Of course, I say this because I fall into both camps simultaneously, as I suspect a large number of fans do as well.
jadasc From: [info]jadasc Date: January 26th, 2004 08:46 am (UTC) (Link)
Oh, certainly. There's a heck of a lot of "smarks" out there in gaming, too, who enjoy the way that the professional game can affect their home games. And this doesn't even touch upon the idea of "gaming fans" who like following their favorite *game companies* as if the struggle to stay in business was one big championship narrative.

I just got tired of people claiming not to understand what the fans are talking about.
eddyfate From: [info]eddyfate Date: January 26th, 2004 08:53 am (UTC) (Link)
Totally. I suppose it helps being "on the inside" of the fan base a bit. :-)
archangelbeth From: [info]archangelbeth Date: January 26th, 2004 08:54 am (UTC) (Link)
I never had understood, myself. Now I do. Hm. Interesting.

Sounds like dodging metaplots might be simpler...... O:>
jadasc From: [info]jadasc Date: January 26th, 2004 08:57 am (UTC) (Link)
Forgive me, but... heh. :) In Nomine is one of those games that lives and breathes on the strength of its fandom, and seems to know that. (Things like "CDaU" declarations actually help the fans maintain consistency -- they know that it's a mystery, not just an oversight.)
archangelbeth From: [info]archangelbeth Date: January 26th, 2004 09:33 am (UTC) (Link)
Well, true -- but also, I'm not a big fan of metaplot. Or, rather quickly changing metaplot.

Perhaps it's merely that the first Cycle wasn't mine...
jadasc From: [info]jadasc Date: January 26th, 2004 09:11 am (UTC) (Link)
Sounds like dodging metaplots might be simpler...

It's not only metaplot, although that helps. Almost any factionalisation will do. In IN, you've got heaven v. hell, the war factions v. the peace factions, the greys v. everybody else.
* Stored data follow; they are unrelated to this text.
PR #156, opened 2021-01-03
complete rewrite of simp.md

kbuzzard:
I rewrote the (quite crappy) simp doc. It's now a bit less crappy. I wrote the original version when I was learning how to use `simp` and had no idea what was important.

### DIFF
--- a/templates/extras/simp.md
+++ b/templates/extras/simp.md
@@ -1,111 +1,254 @@
 # Simp
 
-The `simp` tactic works by applying a conditional term rewriting system to try and prove, or at
-least simplify, your goal. What this basically means is that `simp` is equipped with a list of
-lemmas (those tagged with the `simp` attribute), many of which are of the form `X = Y` or `X iff Y`,
-and attempts to match subterms of the goal with the left hand side of a rule, and then replaces the
-subterm with the right hand side. The system is conditional in the sense that lemmas are allowed to
-have preconditions (`P -> (X = Y)`) and in these cases it will try and prove the precondition using
-its simp lemmas before applying `X = Y`.
+## Overview
 
-You can watch `simp` in action by using `set_option trace.simplify true` in your code. For example
+In this document we will explain basic usage of Lean's simplifier,
+`simp`, and the related tactic `dsimp`.
+
+## Introduction
+
+Lean has a "simplifier", called `simp`. This is a tactic whose job,
+unfortunately for beginners, is *not* to prove an arbitrary simple
+statement. Lean's simplifier is what is called a "conditional term
+rewriting system". Rewriting is the act of changing a goal of the form
+`P(A)` into `P(B)`, given a hypothesis of the form `A = B` or `A ↔
+B`. The simplifier's job is to try and prove, or at least simplify,
+goals or hypotheses, by using repeated rewrites. Here is an example
+(using `mathlib`).
 
 ```lean
-namespace hidden
+import algebra.group.defs
 
-definition cong (a b m : ℤ) : Prop := ∃ n : ℤ, b - a = m * n
+variables (G : Type) [group G] (a b c : G)
 
-notation a ` ≡ ` b ` mod ` m  := cong a b m
-set_option trace.simplify true
-theorem cong_refl (m : ℤ) : ∀ a : ℤ, a ≡ a mod m :=
+example : a * a⁻¹ * 1 * b = b * c * c⁻¹ :=
 begin
-intro a,
-unfold cong,
-existsi (0:ℤ),
-simp
+  simp
 end
-
-end hidden
 ```
 
-If you do this exercise you will discover firstly that `simp` spends a lot of its time trying random
-lemmas and then giving up very shortly afterwards, and also that the `unfold` command is also
-underlined in green -- Lean seems to apply `simp` when you do an `unfold` as well (apparently
-`unfold` just asks `simp` to do its dirty work for it -- `unfold X` is close to `simp only [X]`).
-
-If you only want to see what worked rather than all the things that didn't, you could try
-`set_option trace.simplify.rewrite true`.
+How would a human solve that goal? They would notice that `a * a⁻¹ =
+1`, that `1 * 1 = 1` and so on, until they had simplified the example
+to `b = b`, which is obviously true. This is also what the simplifier
+is doing. Indeed, if you add `set_option trace.simplify.rewrite true`
+above the example, then a squiggly blue underline will appear under
+`simp` (in VS Code) and clicking on this will show you the sequence of
+rewrites that `simp` discovered.
 
 ## Simp lemmas
 
-In case you want to train `simp` to use certain extra lemmas (for example because they're coming up
-again and again in your work) you can add new lemmas for yourself. For example in mathlib in
-`algebra/ring.lean` we find the line
+So how did Lean's simplifier know that `a * a⁻¹ = 1`? It is because
+the corresponding lemma in `algebra.group.defs` is tagged with the
+`simp` attribute:
 
 ```lean
-@[simp] theorem ne_zero (u : units α) : (u : α) ≠ 0
+@[simp] lemma mul_right_inv (a : G) : a * a⁻¹ = 1 := ...
 ```
 
-This lemma is then added to `simp`'s armoury. Note several things however.
-
-1) It might not be wise to make a random theorem into a simp lemma. Ideally the result has to be of
-a certain kind, the most important kinds being those of the form `A=B` and `A↔B`. Note however that
-if you want to add `fact` to `simp`'s weaponry, you can prove
+This `@[simp]` at the beginning just "tags" `mul_right_inv` with the
+`simp` attribute. We call lemmas tagged in this way "`simp`
+lemmas". Here are some examples of `simp` lemmas in mathlib:
 
 ```lean
-@[simp] lemma my_lemma : fact ↔ true
+@[simp] theorem nat.dvd_one {n : ℕ} : n ∣ 1 ↔ n = 1 := ...
+@[simp] theorem mul_eq_zero {a b : ℕ} : a * b = 0 ↔ a = 0 ∨ b = 0 := ...
+@[simp] theorem list.mem_singleton {a b : α} : a ∈ [b] ↔ a = b := ...
+@[simp] theorem set.set_of_false : {a : α | false} = ∅ := ...
 ```
 
-(and in fact more recent versions of Lean do this automatically when you try to add random theorems
-to the simp dataset).
+When the simplifier is attempting to simplify a term `T` it looks
+through the `simp` lemmas known to the system at that time, in a
+sensible way (there are over ten thousand of them currently in
+`mathlib`!), and if it runs into a lemma of the form `A = B` or `A ↔
+B`, for which `A` shows up in `T`, it rewrites the lemma at `T` to
+replace it with a `B`, and starts again.
 
-2) If you are not careful you can add a bad simp lemma of the form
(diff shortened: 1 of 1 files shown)


templates/extras/simp.md
```diff
@@ -1,111 +1,254 @@
...
-lemmas and then giving up very shortly afterwards, and also that the `unfold` command is also
-underlined in green -- Lean seems to apply `simp` when you do an `unfold` as well (apparently
-`unfold` just asks `simp` to do its dirty work for it -- `unfold X` is close to `simp only [X]`).
-
-If you only want to see what worked rather than all the things that didn't, you could try
-`set_option trace.simplify.rewrite true`.
+How would a human solve that goal? They would notice that `a * a⁻¹ =
+1`, that `1 * 1 = 1` and so on, until they had simplified the example
+to `b = b`, which is obviously true. This is also what the simplifier
+is doing. Indeed, if you add `set_option trace.simplify.rewrite true`
```
bryangingechen, line 33: Could you mention `set_option trace.simplify true` as well? I think I've referred a few people to this page on Zulip for these trace options.

templates/extras/simp.md
```diff
@@ -1,111 +1,254 @@
...
+@[simp] theorem set.set_of_false : {a : α | false} = ∅ := ...
 ```
 
-This lemma is then added to `simp`'s armoury. Note several things however.
+When the simplifier is attempting to simplify a term `T` it looks
+through the `simp` lemmas known to the system at that time, in a
+sensible way (there are over ten thousand of them currently in
+`mathlib`!), and if it runs into a lemma of the form `A = B` or `A ↔
+B`, for which `A` shows up in `T`, it rewrites the lemma at `T` to
+replace it with a `B`, and starts again.
```
bryangingechen, line 64: Worth mentioning here (with an example, maybe) that `simp` works "inside-out".

bryangingechen (commented):
Thanks! This is definitely an improvement.

templates/extras/simp.md
```diff
@@ -1,111 +1,254 @@
...
+          Lean at that time.
+
+`simp [h1, h2]` -- uses all `simp` lemmas and also `h1` and `h2`
+                   (which can either be local hypotheses or other lemmas which
+		   are not tagged `simp` for some reason).
+
+`simp [← h]` -- uses all `simp` lemmas, and also `h : A = B` but in
+                 the form `B = A` (so `simp` rewrites `B`s to `A`s)
+
+`simp [-h]` -- stops `simp` from using lemma `h`.
```
digama0, line 112: Maybe this should say `simp [-thm]`, to make it clear that what goes there is not a local hypothesis but a defined theorem.

templates/extras/simp.md
```diff
@@ -1,111 +1,254 @@
...
-[`squeeze_simp`](https://leanprover-community.github.io/mathlib_docs/tactics.html#squeeze_simp%20/%20squeeze_simpa%20/%20squeeze_scope).
+1) Use `squeeze_simp` instead of `simp`. This produces output of the
+form `simp only [h1, h2, ..., hn]`, which can be used instead of
+`simp` to perform the same task. `simp only` is much safer to use in
+the middle of a proof, because the simplifier is now constrained to
+only using the lemmas in the list, so will not be affected by changes
+to the `simp` set (the collection of lemmas tagged `simp`).
 
-## How to use simp better
+2) `simpa`. If `simp` turns your goal into `h`, then you can write
```
digama0, line 214:
```suggestion
2) `simpa`. If `simp` turns your goal into `P`, then you can write
```

templates/extras/simp.md
```diff
@@ -1,111 +1,254 @@
...
+```
 
-1) `simp only [H1, H2, H3]` uses only lemmas `H1`, `H2`, and `H3` rather than `simp`s full
-collection of lemmas. Whyever might one want to do this in practice? Because sometimes `simp`
-simplifies things too much -- it might unfold things that you wanted to keep folded, for example.
-Another reason is that using `simp only` can speed up slow `simp` calls significantly.
+which can be a very useful way of tidying up a goal. It can be safely
+used in the middle of a proof because of the `only`. This command
+tidies up lambdas (it will turn `(λ x, f x) 37` into `f 37`, and
+`{to_fun := f, ...}.to_fun` into `f`.
```
digama0, line 240:
```suggestion
`{to_fun := f, ...}.to_fun` into `f`).
```

templates/extras/simp.md
```diff
@@ -1,111 +1,254 @@
...
 
-3) `simp * at *`. This simplifies everything in sight. Use if life is getting complicated.
+`simp {single_pass := tt}` -- this `single_pass` is a config option,
+one of around 16 at the time of writing. One can use `single_pass` to
+avoid loops which would otherwise occur.
 
-4) `simp {single_pass := tt}` -- this `single_pass` is a config option, one of around 16 at the time of writing. One can use `single_pass` to avoid loops which would otherwise occur; for example `nat.gcd_def` is an equality with `gcd` on both the left and right hand side, so `simp [nat.gcd_def]` is risky behaviour whereas `simp [nat.gcd_def] {single_pass := tt}` is not. As you can imagine, `simp only [h] {single_pass := tt}` here makes simp behave pretty much like `rw h`.
+Searching for `structure simp_config` in the file
+`init/meta/simp_tactic.lean` in core Lean reveals other config
+options, not all of them documented.
```
digama0, line 250: Would it be helpful to document all of them in this file? I can probably give short descriptions of all of them with some spelunking. Most of them aren't very relevant for the average user.

templates/extras/simp.md
```diff
@@ -1,111 +1,254 @@
...
+`simp [-h]` -- stops `simp` from using lemma `h`.
+
+`simp *` -- uses all `simp` lemmas and also all current local
+            hypotheses to try to simplify the goal.
+
+`simp at h` -- tries to simplify `h` using all `simp` lemmas.
+
+`simp [h1] at h2 ⊢` -- tries to simplify both `h2` and the goal using
+                       `h1` and all `simp` lemmas (note: type `⊢` with
+                       `\|-` in VS Code).
```
jcommelin, line 121:
```suggestion
                       `\|-` or `\vdash` in VS Code).
```

templates/extras/simp.md
bryangingechen: That'd be great! There is a list of them at the bottom of the file, but very few of them have descriptions.

templates/extras/simp.md
kbuzzard: Done.

templates/extras/simp.md
kbuzzard: I don't know what this means. Can you sketch the idea? I still have no idea how simp works, I just now know what it does.

templates/extras/simp.md
kbuzzard: Thanks

templates/extras/simp.md
kbuzzard: Done

templates/extras/simp.md
kbuzzard: Thanks.

kbuzzard:
Sorry I left this for a few days -- normal work / home jobs + LT2021 was a bit much! Currently I need advice on the "outside in" comment above, and also I am a bit concerned that my comments on simp normal form.

More precisely, I use (n : nat) > 0 as the first example with simp normal form and I've since discovered that the situation is more complicated than I had envisaged (https://leanprover.zulipchat.com/#narrow/stream/113488-general/topic/.60simp.60.20normal.20form/near/221451173). For example Floris' comment about how `_ \ne 0` should be "standard" but it wasn't clear that it should be the "simp normal form" just indicate that again my understanding of what is going on is too poor to be able to write the docs properly (I don't know the difference). If nobody can explain to me what the difference is then I might just switch to another example. I was hoping for an example which would be comprehensible to both mathematicians and computer scientists.

An example which I think I do understand is membership of subgroups: 

```
@[simp, norm_cast, to_additive]
lemma mem_coe {K : subgroup G} {g : G} : g ∈ (K : set G) ↔ g ∈ K := iff.rfl
```

tells us that the simp normal form is `g ∈ K`, and simp lemmas such as

```
@[simp, to_additive] theorem inv_mem_iff {x : G} : x⁻¹ ∈ H ↔ x ∈ H :=
⟨λ h, inv_inv x ▸ H.inv_mem h, H.inv_mem⟩
```

are fine and then you explain why you now don't also need analogous lemmas mentioning stuff like  `x⁻¹ ∈ \u H` . Bit I was concerned these were a bit mathematical for computer scientists. I think this is quite a good example though.

templates/extras/simp.md
kbuzzard: Thanks

templates/extras/simp.md
bryangingechen: [Here's](https://leanprover.zulipchat.com/#narrow/stream/113488-general/topic/Simp.20normal.20form/near/188829903) a post by Gabriel that I starred in Zulip about this:

> The simplifier simplifies terms inside-out, that is, it first simplifies the arguments of a function before simplifying the function. Hence a simp lemma is only ever used to rewrite terms where the arguments are already fully simplified (= in simp-normal form). Corollary: if the left-hand side of your simp lemma has an argument that is not fully simplified, then this simp lemma is never used to rewrite a term by the simplifier and is hence useless.

jcommelin:
@digama0 could you take a look at this one?

kbuzzard:
I've added the "inside-out" comments, finally. I am not completely happy with my "simp normal form" explanation; should I just remove all the 0 < n stuff?

templates/extras/simp.md
```diff
@@ -1,111 +1,265 @@
...
+```
+@[simp] lemma mem_coe {a : α} {s : finset α} : a ∈ (s : set α) ↔ a ∈ s := ...
+```
+
+will attempt to turn any occurrences of `a ∈ (s : set α)` into the
+correct normal form.
+
+Because the simplifier works from the inside out, simplifying arguments
+of a function before simplifying the function, a `simp` lemma should
+always have all of its arguments already in simp-normal form. Mathlib's
```
robertylewis, line 192: The issue is with the (arguments of the) LHS of the simp lemma, not the arguments to the lemma itself. For instance, if you have @[simp] lemma fg (cond : P) : f (g 0) = 0 but g 0 already simplifies to something else, fg will never fire. I read "arguments of fg" as referring to hypotheses like cond, but it doesn't matter if cond is in simp-normal form.
 
```suggestion
the arguments of the left hand side of a simp lemma 
should already be in simp-normal form. Mathlib's
```
?
You could add an example if you want.

kbuzzard: Thanks. It's clear that I'm not really the best person to be writing this page, however I am very much motivated to get something better than what we currently have because students can ask direct questions such as "how can I learn about `simp`?". Thanks all of you for the help you've given.

templates/extras/simp.md
```diff
@@ -1,111 +1,254 @@
...
+file, even though they are true by definition, because they are
+important `simp` lemmas. The very slick proof in that file that the
+complex numbers are a commutative ring uses `simp` at a key moment to
+reduce goals such as `(z + w).re = (w + z).re` into `z.re + w.re =
+w.re + z.re`, which is a statement about real numbers which the `ring`
+tactic can solve.
+
+## Basic usage 
+
+`simp` -- tries to simplify the goal using all `simp` lemmas known to
```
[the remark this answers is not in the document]
kbuzzard: I have removed the indentation. I don't really know anything about markdown, web pages or anything. Sorry. I've also removed the dashes -- I decided they weren't really adding anything.

robertylewis:
Thanks very much for this, Kevin, it's a huge improvement! I'm gonna merge this now and we can keep tweaking if needed.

Once you make teams, people will pick sides. Once you raise questions, people will tune in for the answers.
archangelbeth From: [info]archangelbeth Date: January 26th, 2004 09:35 am (UTC) (Link)
Mmmmmmm.

Hm...

I suppose each adventure draws from that "metaplot"/factionalism. (Malphas will be happy...)

And the Superior books probably tap into the latter, there...
jadasc From: [info]jadasc Date: January 26th, 2004 09:43 am (UTC) (Link)

There! Right there!

(Malphas will be happy...)

See? That's it, in a nutshell.

Nobody cares what Vecna or Wee Jas or Hieronyous thinks or feels about anything. They're simply indicators of what Domains a PC cleric gets. D&D has players. In Nomine has fans.
bluegargantua From: [info]bluegargantua Date: January 26th, 2004 11:23 am (UTC) (Link)

Re: There! Right there!


I care about what Vecana thinks and feels. But that's mainly cause I want his hand and eye.

Tom

archangelbeth From: [info]archangelbeth Date: January 26th, 2004 06:21 pm (UTC) (Link)

Re: There! Right there!

Hm.

Wouldn't mind a few hundred more players, frankly.

Or fans.

O:>

All buying GIN, yeeeeeaaaaah.
umbran From: [info]umbran Date: January 26th, 2004 08:46 pm (UTC) (Link)

Re: There! Right there!

D&D has players. In Nomine has fans.

You'd get that idea hanging around on RPG.net. Come by EN World for a while, and you'll find out that D&D has it's fans, too.

For example - A common complaint is that Greyhawk, D&D's nominal "default" setting, gets little or no development, while all the Drizzt wannabees get to have all the fun in the Forgotten Realms :)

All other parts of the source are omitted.